◆ **What is required**: Go through the data below and gather each line containing "reaches".

(Saved entries)
Issue #2560, opened 2026-05-16
pgxpool: MaxConnLifeTime not enforced at Acquire time, potentially allowing connections to live indefinitely on hot pools


arthurdotwork:
**Describe the bug**

`MaxConnLifetime` is documented as "duration since creation after which a connection will be automatically closed." The expiry check (`isExpired`) only runs inside `checkConnsHealth`, which only inspects idle connections via `AcquireAllIdle`. It is never checked during `Acquire`.

On a hot pool where connections are rarely idle when the health check tick fires, a connection can live well past `MaxConnLifetime` indefinitely since it's constantly acquired, used, returned, and immediately re-acquired before the next health check has a chance to see it idle.

This matters in practice when running behind a connection proxy with a finite grace period (e.g. PgBouncer sidecar in Kubernetes). If `MaxConnLifetime` is set below the proxy's `terminationGracePeriodSeconds` to ensure connections are recycled before `SIGKILL`, the guarantee doesn't hold on hot pools which are exactly the services where it matters most.

**To Reproduce**

- `MaxConnLifetime` = 90s, `HealthCheckPeriod` = 60s
- Pool is under sustained load (e.g. a high-QPS service)
- A connection is created at t=0
- Health check at t=60: conn is currently acquired → skipped
- Conn expires at t=90: nobody checks, it's in use
- Conn is returned at t=90.001, re-acquired at t=90.002 → ShouldPing sees IdleDuration < 1s → no ping
- Health check at t=120: conn is acquired again → skipped
- Connection is now 120s+ old and still in use

**Expected behavior**

We should check against the `maxAge` when acquiring a connection. If we use `isExpired`, it is a single time comparison operation with no I/O cost.

```
// in Acquire loop, after ShouldPing block:
if p.isExpired(res) {
    res.Destroy()
    continue
}
```

This would make `MaxConnLifetime` a hard guarantee regardless of pool utilization.

**Actual behavior**

`MaxConnLifetime` is not a hard guarantee against a hot pool.

**Version**

- pgx v5.8.0
- Go 1.24
- Kubernetes with PgBouncer sidecar (120s terminationGracePeriodSeconds)

**Additional context**

N/A.

arthurdotwork:
Kudos to @jbourdale for the investigation 🙏

arthurdotwork:
[...]

PR #2561, opened 2026-05-16
feat: check if conn is expired before acquire

arthurdotwork:
This should take care of #2560, all informations are in the issue.


jackc:
The tests didn't pass, but it was a small fix so I just fixed and merged it.

Issue #2522, opened 2026-03-20
Discovered DoS vulnerability in pgproto3/v2: panic on negative field length (GHSA-jqcq-xjh3-6g23)


aishubin:
A high-severity vulnerability has been discovered in the dependency github.com/jackc/pgproto3/v2.

Issue Summary:
The DataRow.Decode function improperly validates field lengths. A malicious or compromised PostgreSQL server can send a DataRow message with a negative field length, causing a slice bounds out of range panic.

Source:
https://github.com/advisories/GHSA-jqcq-xjh3-6g23

Required Action:
The dependency must be updated to a version that includes the fix for this vulnerability.

jackc:
That package is not used in v5 of pgx. And that library itself is EOL and archived. Also see: https://github.com/jackc/pgx/issues/2507.

Issue #2520, opened 2026-03-19
functionCall.Decode memory-safety vulnerability CWE-697


athuljayaram:
pgproto3/function_call.go

The argument length field is read as: argumentLength := int(binary.BigEndian.Uint32(src[rp:]))

Note the absence of the intermediate int32() cast present in every other length-field read in the package. On a 64-bit platform, int is 64 bits wide. int(uint32(0xFFFFFFFF)) evaluates to 4,294,967,295, not -1. The null sentinel check: if argumentLength == -1 { // treat as SQL NULL }

is dead code on every 64-bit machine. When a server sends a null argument using the standard 0xFFFFFFFF encoding, the null path is never taken. Execution falls through to: argumentValue := src[rp : rp+argumentLength]

Attempting to slice a small buffer with an upper bound of 4,294,967,295 causes an immediate runtime panic: panic: runtime error: slice bounds out of range [:4294967307] with capacity 14

The fix is restoring the missing cast: argumentLength := int(int32(binary.BigEndian.Uint32(src[rp:])))

This bug crashes not only on crafted input but on any legitimate PostgreSQL server that sends a null function argument, making it a correctness issue as well as a security one.

Reference

https://securityinfinity.com/research/pgx-v5-functioncall-decode-broken-null-sentinel-64bit

jackc:
Thanks for the report. Fixed now.

One clarification though, FunctionCall is a Frontend message. That is, it is a message sent by the client not the server. FunctionCall.Decode is unreachable when using pgx as a driver as pgx sends them but never receives them. Where it is reachable is when using the `pgproto3` package directly for purposes such as simulating a server or acting as a proxy.

Issue #2519, opened 2026-03-19
Security: Bind.Decode negative parameter length bypass (CWE-129)


athuljayaram:
## Summary

`Bind.Decode` in `pgproto3/bind.go` contains an incomplete bounds check that allows a server-controlled negative parameter length (other than the null sentinel `-1`) to bypass validation and cause an immediate client-side panic.

- **File:** `pgproto3/bind.go`
- **Affected version:** v5.8.0
- **CWE:** [CWE-129 — Improper Validation of Array Index](https://cwe.mitre.org/data/definitions/129.html)
- **CVSS 3.1:** 7.5 High — `CVSS:3.1/AV:N/AC:L/PR:N/UI:N/S:U/C:N/I:N/A:H`

## Vulnerable Code

The parameter length is correctly read as a signed integer:

```go
msgSize := int(int32(binary.BigEndian.Uint32(src[rp:])))
```

The null sentinel check (`msgSize == -1`) is correct. However, the bounds check that follows is:

```go
if len(src[rp:]) < msgSize {
    return &invalidMessageFormatErr{...}
}
```

`len()` always returns a non-negative value. When `msgSize` is **any negative value other than `-1`**, the comparison is always `false` and the guard is bypassed entirely. Execution reaches:

```go
dst.Parameters[i] = src[rp : rp+msgSize]
```

A negative slice upper bound causes an immediate, unrecoverable runtime panic:

```
panic: runtime error: slice bounds out of range [:-13619142]
```

## Root Cause

The identical guard is already present in `DataRow.Decode` in the same package but was not applied to `Bind.Decode`:

```go
// DataRow.Decode — correct:
} else if valueLen < 0 {
    return &invalidMessageFormatErr{messageType: "DataRow"}
}
```

## Fix

Add a single additional condition to the existing bounds check:

```diff
- if len(src[rp:]) < msgSize {
+ if msgSize < 0 || len(src[rp:]) < msgSize {
      return &invalidMessageFormatErr{messageType: "Bind"}
  }
```

## Impact

A malicious or compromised PostgreSQL server can crash any pgx/v5 client process by sending a `Bind` message with a parameter length field set to any negative value other than `-1` (e.g. `0xFFFFEB7A` → `int32 = -5254`). No authentication is required — only the ability to route the client to an attacker-controlled endpoint.

## Reference

https://securityinfinity.com/research/pgx-v5-bind-decode-negative-parameter-length-bypass

jackc:
[...]

Issue #2507, opened 2026-02-19
Negative field length panics in DataRow.Decode


athuljayaram:
**Package:** `github.com/jackc/pgproto3` v2.3.3
  **File:** `data_row.go:48–59`
  **Severity:** 7.5 High
  **CWE:** CWE-129 - Improper Validation of Array Index

  ---

  ## Summary

  `DataRow.Decode` panics with `slice bounds out of range` when a server
  sends a field length that is a negative int32 value (any uint32 in the
  range `0x80000000`–`0xFFFFFFFE`).

  ---

  ## Root Cause

  Line 48 reads the field length correctly as a signed int32:

go
  msgSize := int(int32(binary.BigEndian.Uint32(src[rp:])))

  The null sentinel check on the following line correctly handles -1.
  However, the subsequent bounds check at line 55:

  if len(src[rp:]) < msgSize {
      return &invalidMessageFormatErr{messageType: "DataRow"}
  }

  is vacuously false whenever msgSize is negative. In Go, len() always
  returns a non-negative integer, so len(...) < -13619152 can never be
  true. The guard is bypassed entirely, and execution reaches line 59:

  dst.Values[i] = src[rp : rp+msgSize : rp+msgSize]
  // panic: runtime error: slice bounds out of range [:-13619152]

  The process terminates unconditionally.

  ---
##  Impact

  A malicious or compromised PostgreSQL server can crash any Go application
  using this library by sending a single crafted DataRow message. No
  special privilege is required — any server the client connects to can
  trigger this.

  CVSS 3.1: AV:N/AC:L/PR:N/UI:N/S:U/C:N/I:N/A:H - 7.5 High

  ---
 ##   Fix

  Add a msgSize < 0 guard between the null check and the bounds check:

  if msgSize == -1 {
      dst.Values[i] = nil
  } else if msgSize < 0 || len(src[rp:]) < msgSize {
      return &invalidMessageFormatErr{messageType: "DataRow"}
  } else {
      dst.Values[i] = src[rp : rp+msgSize : rp+msgSize]
      rp += msgSize
  }

## Reference
https://securityinfinity.com/research/memory-safety-vulnerabilities-in-go-postgresql-wire-protocol-parsers-pgproto3-pgx

jackc:
[...]

PR #2566, opened 2026-05-24
fix(pgtype): return error instead of panicking on malformed geometric text

ultramcu:
## Problem

The text scan plans for `circle`, `box`, `lseg`, `path` and `polygon` parse the value by calling `strings.IndexByte` to locate a `,` or `)` separator and then slicing the string — without checking for the `-1` "not found" result. Malformed text that is missing an expected separator therefore panics with `slice bounds out of range [:-1]` instead of returning an error.

This is reachable through the public `database/sql` `Scanner` API (e.g. `Circle.Scan`, or scanning a text-format column into one of these types), so malformed/corrupt input turns into a process-crashing panic rather than a normal scan error.

Repro (panics before this change):

```go
var c pgtype.Circle
_ = c.Scan("<(123456789>") // panic: slice bounds out of range [:-1]

var b pgtype.Box
_ = b.Scan("(1234567890")  // panic

var l pgtype.Lseg
_ = l.Scan("[(123456789")  // panic

var p pgtype.Path
_ = p.Scan("((1234567")    // panic

var g pgtype.Polygon
_ = g.Scan("((1234567")    // panic
```

`point.go` already guards this correctly (it uses `strings.Cut` and returns `"invalid format for point"`); these five types were missed. This is the same class of malformed-input panic recently fixed for other types (#2507, #2519, #2520, #2522).

## Fix

Guard every `strings.IndexByte` result with an `if end == -1 { return fmt.Errorf("invalid format for <type>") }` before slicing, matching the existing `point.go` behavior. Behavior for well-formed input is unchanged; this only turns a panic into a returned error (no public API change).

## Tests

Adds (in `pgtype/geometric_malformed_test.go`, no database required):

- `TestGeometricScanMalformedReturnsError` — each of the five types returns an error (no panic) on malformed input. Fails before this change (panics), passes after.
- `TestGeometricScanValid` — well-formed values still parse correctly.

`gofmt -l -s`, `go vet ./pgtype/`, and `go build ./...` are clean.

---

> Disclosure (per CONTRIBUTING.md): this is an AI-assisted contribution. The bug was surfaced by an automated audit; the fix and tests were written with AI assistance and reviewed and verified locally (fail-before / pass-after).

### DIFF
--- a/pgtype/box.go
+++ b/pgtype/box.go
@@ -189,6 +189,9 @@ func (scanPlanTextAnyToBoxScanner) Scan(src []byte, dst any) error {
 
 	var end int
 	end = strings.IndexByte(str, ',')
+	if end == -1 {
+		return fmt.Errorf("invalid format for Box")
+	}
 
 	x1, err := strconv.ParseFloat(str[:end], 64)
 	if err != nil {
@@ -197,6 +200,9 @@ func (scanPlanTextAnyToBoxScanner) Scan(src []byte, dst any) error {
 
 	str = str[end+1:]
 	end = strings.IndexByte(str, ')')
+	if end == -1 {
+		return fmt.Errorf("invalid format for Box")
+	}
 
 	y1, err := strconv.ParseFloat(str[:end], 64)
 	if err != nil {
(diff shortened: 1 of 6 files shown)


jackc:
Merged with some additional fixes found during review.

PR #197, opened 2015-12-04
Added items pkgrsc and SMF

tschaefer:
Hi,

I added two new items to the latest release branch 1.5.x:

* [pkgsrc](https://www.pkgsrc.org/)
* [SMF](https://en.wikipedia.org/wiki/Service_Management_Facility)

to support the package and service managent system of [SmartOS](https://smartos.org/).

Greets.

### DIFF
--- a/.coveragerc
+++ b/.coveragerc
@@ -3,6 +3,7 @@ branch = True
 source = bundlewrap
 
 [report]
+ignore_errors = True
 exclude_lines =
     pragma: no cover
     def __repr__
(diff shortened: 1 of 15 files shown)


trehn:
Thanks! A couple of things before this can be merged:

* With a contribution of this size, you should add yourself to `AUTHORS`, thereby signing the CAA.
* The stuff you added to `.gitignore` has nothing to do with this project and belongs in a global gitignore, please remove and rebase.
* `pkg_pkgsrc` adds an undocumented and unnecessary dependency on `awk`.
* Alphabetic ordering has been violated in a number of places (`NEEDS_STATIC`, `doc/bundles.rst`)
* PRs should be done against master. The 1.x series will not have any more feature releases, but I can forward port it if you don't want to.

PR #204, opened 2016-02-01
Fix: Don't crash if a user's 'groups' is None

vain:
Not quite sure: Is `None` appropriate here? Or should it be deleted?


trehn:
I think it should be deleted, checking...

trehn:
Dammit, there's a larger problem: Since all attributes for users are optional and unset attributes don't appear in cdicts, a simple user can have a cdict of `{}`. This - by convention - however means that the item should be deleted. Design fail on my part. Thinking...

trehn:
f86304e0feb6c3a7dbd8317cefc41753a73ff884 should fix this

◆ **Written solution**:
`len()` always returns a non-negative value. When `msgSize` is **any negative value other than `-1`**, the comparison is always `false` and the guard is bypassed entirely. Execution reaches:
  true. The guard is bypassed entirely, and execution reaches line 59:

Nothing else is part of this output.